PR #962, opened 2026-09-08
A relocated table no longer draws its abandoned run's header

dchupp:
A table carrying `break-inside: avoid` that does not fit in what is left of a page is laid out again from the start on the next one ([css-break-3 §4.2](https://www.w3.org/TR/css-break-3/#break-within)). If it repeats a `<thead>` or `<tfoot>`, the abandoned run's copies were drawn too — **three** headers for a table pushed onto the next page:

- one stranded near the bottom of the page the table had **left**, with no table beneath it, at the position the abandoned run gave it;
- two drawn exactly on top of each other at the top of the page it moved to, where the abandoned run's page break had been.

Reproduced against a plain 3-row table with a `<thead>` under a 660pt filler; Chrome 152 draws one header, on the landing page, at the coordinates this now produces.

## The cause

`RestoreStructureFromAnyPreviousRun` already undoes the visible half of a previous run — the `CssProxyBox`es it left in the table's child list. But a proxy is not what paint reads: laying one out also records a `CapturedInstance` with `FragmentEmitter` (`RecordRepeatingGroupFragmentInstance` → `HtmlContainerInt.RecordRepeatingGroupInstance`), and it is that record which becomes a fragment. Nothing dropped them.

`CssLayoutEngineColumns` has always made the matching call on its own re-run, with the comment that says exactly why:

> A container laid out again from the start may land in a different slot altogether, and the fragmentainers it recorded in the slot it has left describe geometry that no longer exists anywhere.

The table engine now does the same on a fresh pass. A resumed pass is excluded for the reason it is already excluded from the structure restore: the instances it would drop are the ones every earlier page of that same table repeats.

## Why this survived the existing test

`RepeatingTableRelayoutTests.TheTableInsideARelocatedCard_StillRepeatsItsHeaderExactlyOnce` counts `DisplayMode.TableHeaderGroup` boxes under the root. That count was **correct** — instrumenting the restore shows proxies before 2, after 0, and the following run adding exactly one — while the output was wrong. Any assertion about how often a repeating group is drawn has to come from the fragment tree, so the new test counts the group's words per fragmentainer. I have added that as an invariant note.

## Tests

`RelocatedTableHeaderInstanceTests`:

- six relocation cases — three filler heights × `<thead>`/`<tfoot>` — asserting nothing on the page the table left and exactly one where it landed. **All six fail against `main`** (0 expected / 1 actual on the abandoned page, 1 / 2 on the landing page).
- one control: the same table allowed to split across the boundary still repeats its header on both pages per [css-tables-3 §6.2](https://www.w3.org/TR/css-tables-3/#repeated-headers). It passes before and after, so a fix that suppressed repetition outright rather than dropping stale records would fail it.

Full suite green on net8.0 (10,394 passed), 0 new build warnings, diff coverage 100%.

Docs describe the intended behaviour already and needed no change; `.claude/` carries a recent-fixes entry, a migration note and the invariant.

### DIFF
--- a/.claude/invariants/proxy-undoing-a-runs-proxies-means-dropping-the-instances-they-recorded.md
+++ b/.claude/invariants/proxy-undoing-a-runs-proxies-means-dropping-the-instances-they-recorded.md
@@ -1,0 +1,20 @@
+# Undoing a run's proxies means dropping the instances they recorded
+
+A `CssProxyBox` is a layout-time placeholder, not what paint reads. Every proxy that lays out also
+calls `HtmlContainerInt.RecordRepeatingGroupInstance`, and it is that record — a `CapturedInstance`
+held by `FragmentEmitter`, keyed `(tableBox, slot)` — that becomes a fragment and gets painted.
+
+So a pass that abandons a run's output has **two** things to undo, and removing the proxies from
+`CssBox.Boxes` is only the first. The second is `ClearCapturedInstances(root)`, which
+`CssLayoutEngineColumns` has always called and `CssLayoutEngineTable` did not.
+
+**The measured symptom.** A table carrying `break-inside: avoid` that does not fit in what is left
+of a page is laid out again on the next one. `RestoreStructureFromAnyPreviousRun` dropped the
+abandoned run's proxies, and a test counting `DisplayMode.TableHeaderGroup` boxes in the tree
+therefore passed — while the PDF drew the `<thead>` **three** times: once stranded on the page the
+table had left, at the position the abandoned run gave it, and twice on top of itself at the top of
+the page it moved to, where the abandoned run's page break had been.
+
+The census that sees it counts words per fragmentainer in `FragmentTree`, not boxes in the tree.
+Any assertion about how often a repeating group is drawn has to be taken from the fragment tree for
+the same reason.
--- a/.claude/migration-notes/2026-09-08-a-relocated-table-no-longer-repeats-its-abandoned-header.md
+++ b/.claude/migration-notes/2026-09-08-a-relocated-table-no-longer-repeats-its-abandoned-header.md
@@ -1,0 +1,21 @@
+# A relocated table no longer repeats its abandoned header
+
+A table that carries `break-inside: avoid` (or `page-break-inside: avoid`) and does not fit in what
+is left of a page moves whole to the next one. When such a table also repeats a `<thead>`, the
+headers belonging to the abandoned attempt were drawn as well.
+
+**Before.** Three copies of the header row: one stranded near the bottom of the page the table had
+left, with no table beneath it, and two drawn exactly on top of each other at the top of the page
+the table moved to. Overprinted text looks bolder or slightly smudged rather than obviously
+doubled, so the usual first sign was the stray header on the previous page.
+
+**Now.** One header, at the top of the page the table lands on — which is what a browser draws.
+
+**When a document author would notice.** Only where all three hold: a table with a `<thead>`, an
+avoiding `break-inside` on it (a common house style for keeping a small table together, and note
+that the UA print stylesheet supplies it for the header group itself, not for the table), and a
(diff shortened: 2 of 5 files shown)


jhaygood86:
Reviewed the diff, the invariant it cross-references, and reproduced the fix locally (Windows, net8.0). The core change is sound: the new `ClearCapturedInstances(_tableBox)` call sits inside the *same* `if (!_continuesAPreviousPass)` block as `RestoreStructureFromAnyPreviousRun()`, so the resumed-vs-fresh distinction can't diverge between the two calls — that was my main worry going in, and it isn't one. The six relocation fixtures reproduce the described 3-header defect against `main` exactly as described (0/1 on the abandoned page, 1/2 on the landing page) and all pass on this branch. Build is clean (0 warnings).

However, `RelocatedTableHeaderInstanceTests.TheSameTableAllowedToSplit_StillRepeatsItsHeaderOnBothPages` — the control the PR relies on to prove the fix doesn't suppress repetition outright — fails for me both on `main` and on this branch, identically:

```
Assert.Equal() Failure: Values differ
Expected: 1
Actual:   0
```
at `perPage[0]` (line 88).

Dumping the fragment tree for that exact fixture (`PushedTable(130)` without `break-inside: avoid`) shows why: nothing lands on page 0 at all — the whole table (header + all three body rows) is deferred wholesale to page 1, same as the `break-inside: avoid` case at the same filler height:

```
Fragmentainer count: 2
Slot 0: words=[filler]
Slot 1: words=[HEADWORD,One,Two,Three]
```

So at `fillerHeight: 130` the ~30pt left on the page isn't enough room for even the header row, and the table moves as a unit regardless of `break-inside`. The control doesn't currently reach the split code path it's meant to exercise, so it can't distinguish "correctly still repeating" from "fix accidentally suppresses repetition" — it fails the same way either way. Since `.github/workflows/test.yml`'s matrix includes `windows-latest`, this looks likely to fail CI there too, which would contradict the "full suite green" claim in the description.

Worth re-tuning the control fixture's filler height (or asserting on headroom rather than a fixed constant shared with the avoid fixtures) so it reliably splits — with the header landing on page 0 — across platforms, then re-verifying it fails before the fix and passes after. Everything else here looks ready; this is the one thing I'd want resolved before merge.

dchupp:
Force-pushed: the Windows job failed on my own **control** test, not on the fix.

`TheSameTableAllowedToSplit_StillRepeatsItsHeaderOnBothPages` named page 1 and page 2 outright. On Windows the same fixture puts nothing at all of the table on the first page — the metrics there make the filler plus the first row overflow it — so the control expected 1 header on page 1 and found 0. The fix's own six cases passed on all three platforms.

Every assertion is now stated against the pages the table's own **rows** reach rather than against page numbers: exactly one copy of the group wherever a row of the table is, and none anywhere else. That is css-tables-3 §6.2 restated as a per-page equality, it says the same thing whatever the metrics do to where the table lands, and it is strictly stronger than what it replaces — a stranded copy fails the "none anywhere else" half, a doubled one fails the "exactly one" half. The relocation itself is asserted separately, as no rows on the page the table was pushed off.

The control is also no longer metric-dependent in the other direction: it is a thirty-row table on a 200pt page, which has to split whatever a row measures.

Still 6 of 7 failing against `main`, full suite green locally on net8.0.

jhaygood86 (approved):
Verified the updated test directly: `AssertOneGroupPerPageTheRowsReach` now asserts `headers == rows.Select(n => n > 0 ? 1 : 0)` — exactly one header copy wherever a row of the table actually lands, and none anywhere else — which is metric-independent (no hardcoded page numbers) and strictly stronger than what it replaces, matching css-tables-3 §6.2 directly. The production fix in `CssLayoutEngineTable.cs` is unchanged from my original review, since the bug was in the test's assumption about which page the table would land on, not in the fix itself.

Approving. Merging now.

---*---

Using the entries above, return exactly the lines from the line with "drawn as well." to the line with "beneath it, and", counting both of those lines.

+headers belonging to the abandoned attempt were drawn as well.
+
+**Before.** Three copies of the header row: one stranded near the bottom of the page the table had
+left, with no table beneath it, and two drawn exactly on top of each other at the top of the page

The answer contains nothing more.